Week 26 in the Office (22-26/08/2022)

Work has been much the same this week: content web page creation, review with other teams, back and forth, iterations, redo the work in a slightly different manner. So, I won't dwell on it.

More on creating responsive maps with HTML, CSS, JS

In week 24, I wrote about discovering the HTML5 map tag which seemed to be a perfect solution to the feature I was trying to implement for one of our webpages. It involves an "interactive" map of the world where content creators can assign countries and we could direct the viewer by clicking on that country and opening a popup stating the country information: national flag and anchor tag to redirect to relevant content.
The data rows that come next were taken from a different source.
PR #317, opened 2019-02-06
Fix the way strings are resolved to number types.

serhii-lekariev:
Currently, `Min` and `Max` validating options have to extract their actual numeric minimum and maximum values from a `String`. 
Since both `MinConstraint` and `MaxConstraint` use typed `Range<T>` range instances, this may lead to `ClassCastExceptions` at run-time, since `T` in this case may be both a `Long` and an `Integer`.

This PR fixes it, by resolving the `String` value to the smallest possible value.

This PR also suppresses some of the unsuppressed warnings.


serhii-lekariev:
@alexander-yevsyukov, PTAL.

Issue #321, opened 2019-02-07
Wrong warnings on boolean fields marked as required


alexander-yevsyukov:
The build console for `core-java` has the following:

```
WARNING: Fields of type BOOL should not be declared as `(required)`.
```
This is reported for `spine.client.Target.include_all` field, which is `boolean`, but does not have the `(required)` option set.

PR #322, opened 2019-02-08
Get rid of false positive `required BOOL` warnings during validation.

serhii-lekariev:
This PR closes https://github.com/SpineEventEngine/base/issues/321.

Before, a check for whether a `required` option was correctly applied to a field (i.e. the type of the field allowed to check for whether the value is present) happened during the evaluation of the `shouldValidate()` method.

This behaviour is incorrect, since such check should happen only when a field has been found to be required, as opposed to when the field is being checked for the presence of the `required` option.

This PR moves the warning-producing method calls into a more appropriate location.


base/src/main/java/io/spine/validate/Required.java
```diff
@@ -111,6 +112,7 @@ private void checkCanBeRequired(FieldDescriptor field) {
 
     @Override
     public Constraint<FieldValue<T>> constraintFor(FieldValue<T> fieldValue) {
+        checkCorrectUsage(fieldValue.descriptor());
```
alexander-yevsyukov: Please rename to `checkUsage()`.

PR #324, opened 2019-02-10
`EnrichmentContainer` interface

alexander-yevsyukov:
This PR introduces `EnrichmentContainer` interface so that generated `EnrichmentMessage`s can obtain instances from the container.

This interface is implemented by message contexts (which are defined in `core-java` sub-project, see [this PR](https://github.com/SpineEventEngine/core-java/pull/966)).


alexander-yevsyukov:
@armiol, PTAL.

base/src/main/java/io/spine/util/NamedProperty.java
```diff
@@ -31,10 +31,9 @@
  * The abstract base for classes obtaining a value of a named property.
  *
  * @param <T> the type of the property
- * @param <O> the type of the object from which we get the value
- * @author Alexander Yevsyukov
+ * @param <H> the type of the object from which we get the value
  */
-public abstract class NamedProperty<T, O> {
+public abstract class NamedProperty<T, H> {
```
armiol: I assume `H` stands for "holder"?

To me it looks more `S` (source) or `O` (object, as previously).

alexander-yevsyukov: We're recently renaming `<O>` to something less looking like zero.

PR #325, opened 2019-02-10
Enable PMD static analysis during the build

armiol:
This PR enables the PMD code analysis for `base` modules.

Some warnings were suppressed and some violations were addressed.

Checkstyle rules aren't enabled with this PR due to the https://github.com/checkstyle/checkstyle/issues/3238, which causes Checkstyle to crash on `LogMessages` with `@Nullable ... params`.


armiol:
@alexander-yevsyukov PTAL.

PR #326, opened 2019-02-10
Obtain enrichments via Known Types

alexander-yevsyukov:
This PR eliminates the generation of enrichment map property resources in favor of obtaining `EnrichmentType`s from `KnownTypes`. As the result the Gradle plug-in no longer generates the property files. Instead, verification of created enrichment message declarations is checked via generated descriptors.

Other notable changes:
  * Improved method names in type-related classes.
  * `MessageContext` is now a part of the `base` module (residing under `io.spine.base` package).
  * `Messages.newInstance()` method (previously deprecated) is removed.
  * `DirectoryCleaner` was de-static.


alexander-yevsyukov:

base/src/main/java/io/spine/code/proto/enrichment/FieldRef.java
```diff
@@ -47,30 +51,35 @@
...
     FieldRef(String value) {
         super(checkValue(value));
-        this.parts = split(value);
-        this.typeRef = TypeRef.parse(typeRef(value));
+        ImmutableList<String> parts = split(value);
+        this.typeRef = CONTEXT.parse(parts.get(0))
+                              .orElse(ANY);
+        // If the first element is context reference, skip it from the path.
+        ImmutableList<String> fieldPath =
+                parts.subList((this.typeRef == CONTEXT ? 1 : 0), parts.size());
```
yuri-sergiichuk: Why not use `isContext` here instead of equality check?

base/src/main/java/io/spine/code/proto/enrichment/FieldRef.java
```diff
@@ -115,68 +124,54 @@ private static void checkThat(boolean b, String value) {
      * Verifies if the reference is to a field from the same type.
      */
     public boolean isInner() {
-        boolean result = typeRef.equals(SELF);
+        boolean result = typeRef.equals(ANY);
```
yuri-sergiichuk: Let's use identity checks here and below: `ANY == typeRef`.

base/src/main/java/io/spine/code/proto/ref/DirectTypeRef.java
```diff
@@ -53,10 +52,9 @@
      */
     static Optional<TypeRef> parse(String value) {
         checkNotNull(value);
-        if (value.contains(InPackage.WILDCARD)) {
-            return Optional.empty();
-        }
-        if (value.equals(SELF.value())) {
+        if (value.isEmpty()
```
yuri-sergiichuk: What about `blank` values? Are they supported?

I'd better use `value.trim().isEmpty()` instead.

base/src/main/java/io/spine/type/KnownTypes.java
```diff
@@ -137,10 +143,23 @@ public ClassName getClassName(TypeUrl typeUrl) throws UnknownTypeException {
...
     }
 
+    /**
+     * Obtains known enrichment types.
+     */
+    public ImmutableSet<EnrichmentType> enrichments() {
+        ImmutableSet<EnrichmentType> result =
+                typeSet.messageTypes()
+                       .stream()
+                       .filter(t -> EnrichmentType.test(t.descriptor()))
```
yuri-sergiichuk: Maybe it worth adding a shortcut `test` method to `EnrichmentType` that accepts `MessageType` and not a descriptor? We'll have a cleaner code here with `filter(EnrichmentType::test)`.
 Also, it's the only usage of the `test` method.

base/src/main/java/io/spine/type/KnownTypes.java
```diff
@@ -157,11 +176,25 @@ public TypeSet getAllTypes() {
...
+
+    /**
+     * Obtains all types matching the passed type reference.
+     */
+    public ImmutableSet<MessageType> allMatching(TypeRef typeRef) {
+        ImmutableSet<MessageType> result =
+                asTypeSet().allTypes()
+                           .stream()
+                           .filter(t -> t instanceof MessageType)
+                           .map(t -> (MessageType) t)
```
yuri-sergiichuk: Maybe it worth replacing lambdas with method references here:
```
.filter(MessageType.class::isInstance)
.map(MessageType.class::cast)
```

tools/model-compiler/src/main/java/io/spine/tools/compiler/validation/VBuilderGenerator.java
```diff
@@ -73,10 +74,12 @@ public VBuilderGenerator(File protoSrcDir, File targetDir, Indent indent) {
     public void process(FileSet files) {
         FileSet fileSet = moduleFiles(files);
         ImmutableCollection<MessageType> messageTypes = TypeSet.onlyMessages(fileSet);
+        Predicate<MessageType> notRejection =
+                ((Predicate<MessageType>) MessageType::isRejection).negate();
         ImmutableList<MessageType> customTypes =
                 messageTypes.stream()
                             .filter(MessageType::isCustom)
-                            .filter(MessageType::isNotRejection)
+                            .filter(notRejection)
```
yuri-sergiichuk: We can use `Predicates.not(MessageType::isRejection)` here, with a static import it looks cleaner to me: `not(MessageType::isRejection)`.

tools/model-compiler/src/main/java/io/spine/tools/compiler/annotation/MethodNameAnnotator.java
```diff
@@ -59,7 +59,7 @@ public void annotate() {
             SourceVisitor<?> visitor = new AnnotateMethods();
             descriptors().stream()
                          .map(TypeSet::from)
-                         .flatMap(typeSet -> typeSet.types().stream())
+                         .flatMap(typeSet -> typeSet.allTypes().stream())
                          .map(type -> type.javaClassName().resolveFile())
```
yuri-sergiichuk: The more Java8 style will be:
```
descriptors().stream()
    .map(TypeSet::from)
    .map(TypeSet::allTypes)
    .flatMap(ImmutableSet::stream)
    .map(Type::javaClassName)
    .map(ClassName::resolveFile)
    .forEach(file -> rewriteSource(file, visitor));
```

And, IMO it is a bit more readable and easy to understand.

base/src/main/java/io/spine/base/MessageContext.java
```diff
@@ -0,0 +1,37 @@
...
+import com.google.protobuf.Message;
+
+/**
+ * Base interface for message contexts.
+ */
+@SuppressWarnings("InterfaceNeverImplemented") // implemented by generated code.
+public interface MessageContext extends Message {
+
+    /**
+     * Obtains type name suffix required for all message context classes.
```
armiol: `MessageContext.typeSuffix()` looks as weird as `User.weatherForecast()` to me.

 Can you please say a few words on the design purpose.

base/src/main/java/io/spine/code/proto/enrichment/EnrichmentType.java
```diff
@@ -0,0 +1,201 @@
...
+import static com.google.common.collect.ImmutableSet.toImmutableSet;
+
+/**
+ * An enrichment type is a message which is added to a context of another message
+ * to extends its information for the benefit of message handlers.
+ *
+ * <p>An enrichment message declaration has:
+ * <ol>
+ *   <li>The {@link io.spine.option.OptionsProto#enrichmentFor
+ *       (enrichment_for)} option with a {@linkplain TypeRef reference} to one or more message types
```
armiol: `(enrichment_for)}` would look better on the previous line.

base/src/main/java/io/spine/code/proto/enrichment/EnrichmentType.java
```diff
@@ -0,0 +1,201 @@
...
+     * Obtains an enrichment type for the passed name.
+     */
+    public static EnrichmentType from(MessageType type) {
+        checkNotNull(type);
+        Descriptor descriptor = type.descriptor();
+        return from(descriptor);
+    }
+
+    /**
+     * Verifies if the passed message type is an enrichment type.
```
armiol: The "valid / invalid" terms aren't used here. However, there is "the enrichment declaration is not valid" above. Is this method somehow related to "valid"? Another thing is that "valid / invalid" is also about message and constraints. 

I would not use "valid" term in this class if it's not related to message constraints.

base/src/main/java/io/spine/code/proto/enrichment/FieldRef.java
alexander-yevsyukov: Let's not escape the constructor here. There's no much sense.

base/src/main/java/io/spine/code/proto/enrichment/EnrichmentType.java
alexander-yevsyukov: I've updated docs. But I'd rather tell more about validity of declaration because we do validate that the declaration is supported by known types and their fields.

alexander-yevsyukov: Not in terms of validation framework constraints, but it's still validation. I understand that the term is too broad, though.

Since week 24 and now, I researched how to implement the responsive image where the 'clickable' region defined by the map area coordinates in the markup scales relative to the width of the browser. I wasn't content with using a library for this one feature. Fortunately, I landed on a GitHub Gist page which recalculates the coordinates relative to the browser width. Hats off to guregu's work.

I showed a proof of concept to the content providers and they came back with some improvements- most of which were editing changes which weren't difficult to make. However, they added a layer of complexity which was that it is difficult for the user to see which countries we were trying to direct them to interact with. So, we should add some animated markers (similar to Google Maps and pins icons) to aid the user.
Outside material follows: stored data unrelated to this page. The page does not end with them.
PR #365, opened 2021-03-25
ENT-3684: Set DB pool size to 25 for workers

kahowell:
The health check fails when it can't acquire a DB connection in a sufficient time.

The number of threads (24) plus 1. This way, even if all the kafka threads are busy, the health check will still be able to acquire a connection.

Testing Hikari connection params
--------------------------------

Easiest thing is to set both the env vars and then check at http://localhost:8080/actuator/hawtio/jmx/operations?nid=root-com.zaxxer.hikari-HikariDataSource-rhsmSubscriptionsDataSource:

```
DATABASE_CONNECTION_TIMEOUT_MS=5000 DATABASE_MAX_POOL_SIZE=50 ./gradlew bootRun
```

Testing TLS support
-------------------

Because this change removes some code that was written in #95 to support TLS, we need to make sure we still have a way to use TLS...

1. Run the app as usual, note that the changes don't cause issues:

```
./gradlew bootRun
```

2. Try enabling TLS and observe that the app refuses to connect, since the server doesn't support TLS:

```
DATABASE_SSL_MODE=verify-full ./gradlew bootRun
```

3. Next, stop your existing DB instance (e.g. `podman pod stop rhsm-subscriptions`).

4. Create an SSL cert for postgres:

```
mkdir certs
chmod 777 certs  # permissions get confusing here!
podman run --rm -ti -v $(pwd)/certs:/certs:z docker.io/postgres /bin/bash -c 'gosu postgres openssl req -new -x509 -days 365 -nodes -text -out /certs/server.crt -keyout /certs/server.key -subj "/CN=db.example.com"'
```

5. Start postgres with the server cert configured.

```
podman run --rm -ti --network=host \
  -v $(pwd)/certs/server.crt:/server.crt:z \
  -v $(pwd)/certs/server.key:/server.key:z \
  -v $(pwd)/init_dbs.sh:/docker-entrypoint-initdb.d/init_dbs.sh:z \
  -e POSTGRES_HOST_AUTH_METHOD='trust' \
  docker.io/postgres \
  -c ssl=on \
  -c ssl_key_file=/server.key \
  -c ssl_cert_file=/server.crt
```

6. Try connecting without specifying the cert. Observe that the app fails:

```
DATABASE_SSL_MODE=verify-full ./gradlew bootRun
```

7. Connect while specifying both the cert and the mode. Observe the the connection fails because the cert isn't valid for hostname `localhost`.

```
DATABASE_SSL_CERT=certs/server.crt DATABASE_SSL_MODE=verify-full ./gradlew bootRun
```

8. Connect with verify mode set to `require` (does not do hostname checking), observe success:

```
DATABASE_SSL_CERT=certs/server.crt DATABASE_SSL_MODE=require ./gradlew bootRun
```

9. Now restore your environment (restart postgres; e.g. `podman pod start rhsm-subscriptions`)


mstead (approved):
Looks good and tests well.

I researched this and managed to implement a marker animation with the help of a YouTube tutorial.

The code is saved here and you can see the work in progress here.

I'm currently at the position where the markers move about (mostly vertically) as the browser width is resized. I think this is due to the absolute positioned markers and the relative positioned parent container- perhaps they are moving relative to the div container rather than the img tag which is a sibling to the marker markup.

I tried using media queries but I find I am having to do this with a lot of breakpoints. Our company best practice has preset four breakpoints so adding additional breakpoints to facilitate this one feature doesn't seem like a good idea.

I also need to revise the popup markup so that they appear near the pulsing marker / country. I see a long term problem with this: if the content teams decide to have countries close by, then the presentation becomes really messy.

I'm still iterating on this, and hopefully we will have an approved feature that fits in with the CMS codebase soon.